The black box provides the RS232 data output, the D9's on the modules are not directly compatible with RS232 and require a converter, built into the black box. It also contains two relays (100V 2A), one on the traction circuit the other on the charging circuit, so when there is a fault they can either interrupt the throttle circuit or controller power circuit, safely shutting down the controller. Or, in a high volt fault, remotely turning off the charger. If an high temperature fault occurs, it shuts down everything. 

When the software is ready for release, we will do another video, with a number of modules on the bench and all associated systems so it's all nice and clear how it all works together.
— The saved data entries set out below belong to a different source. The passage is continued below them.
PR #1836, opened 2020-01-10
createOperations(): fix dealing with projected 3D CRS whose Z units != metre

rouault:


rouault:
Backported in 6.3 per 6a2ee6fbc8a9ce915df8da36df8b041ee6573e05

PR #1837, opened 2020-01-10
CompoundCRS::identify(): avoid exception when horiz/vertical part is a BoundCRS

rouault:
The exception only affects C++ users. It was caught by the C layer.


rouault:
Backported in 6.3 per 7d46771382e394586477b0edd7833a89369bb248

PR #1838, opened 2020-01-10
WKT1_GDAL export: limit datum name massaging to names matching EPSG (fixes #1835)

### LINKED ISSUE #1835: ESRI morphing of datum names even when not asking for ESRI dialect WKT
https://github.com/OSGeo/PROJ/blob/7de0f0931c43056782c73837503f06e5e4e24d7b/src/iso19111/datum.cpp#L1242

Is it correct to ask for "ESRI morphing" of datum names in the location identified above?  (Still looking for a concrete case of harm, discovered due to us defining our own coordinate systems via GDAL.)

rouault:
CC @ravenAtSafe @TheDorkKnight


rouault:
Backported in 6.3 per e18e4823ac91b1395cc0b3f30539340bc10ef38d

PR #1840, opened 2020-01-11
Fix missing word in cct.rst and cct.1

anbj:


kbevers:
Thanks for this. `cct.1` is generated at release time from `cct.rst` using Sphinx so technically it doesn't need to be changed. I'll just merge this as is, since it does no harm :-)

anbj:
Great! :)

In terms of functionality, if you think we have missed anything, please let me know, the black box protection system was developed in the UK by myself and my engineer Ray.

Cheers,

Ian


----------



## JRP3 (Mar 7, 2008)

I'm a bit concerned with any system that shuts the vehicle down, that could lead to a very dangerous situation. I'd rather kill a battery than get stuck in front of a truck or something when I hit the throttle. I think a warning light and buzzer would be better.
What is the price of the LIFEbatts' you used, and how much would your monitoring system be?


----------



## LiFeBATT_UK (Jun 2, 2008)

HI JRP3,

By the time your Batts are so low you hit the LVC and the pack shuts down, you would have had plenty of notice that you were very low on energy. the last 10% see the power tail off quite predictably. Also, your energy meter, or the ones we have been using, flash up a warning at 15% SOC.

You also have a reset button to go on the dash board to over ride it any how.

The cost of the 1,9KWh pack, BPM and Charger as a complete package, retails in the US for approx US$4,900 with three year 1,500 cycle warranty.

Cheers,

Ian


----------



## ViolentBlue (Apr 19, 2008)

very nice video, what is the weight compare to a stock bike?
just doing some preliminary research into this ATM.


----------



## LiFeBATT_UK (Jun 2, 2008)

Hi ViolentBlue,

I don't know what the weight was of the parts we took out, but here is a run down of what we put in:

13kg - Agni Motor and mounting structure.
6.5kg - Controller, contactor, charger etc.
33kg - 1.9kW LiFeBATT Pack, BMS and BPM.
---------
52.5kg Total.

Does anyone know how much the Ducati engine, gearbox, cooling system weigh? My guess would be a fair bit more?

I remember the TTX01 that Steve Labib finished building in January was 11kg lighter than the original GSXR, when he finished, and that has a 81hp peak, twin motor and 4.32kWh LiFeBATT pack.

Cheers,

Ian


----------



## MotoEV (Mar 4, 2009)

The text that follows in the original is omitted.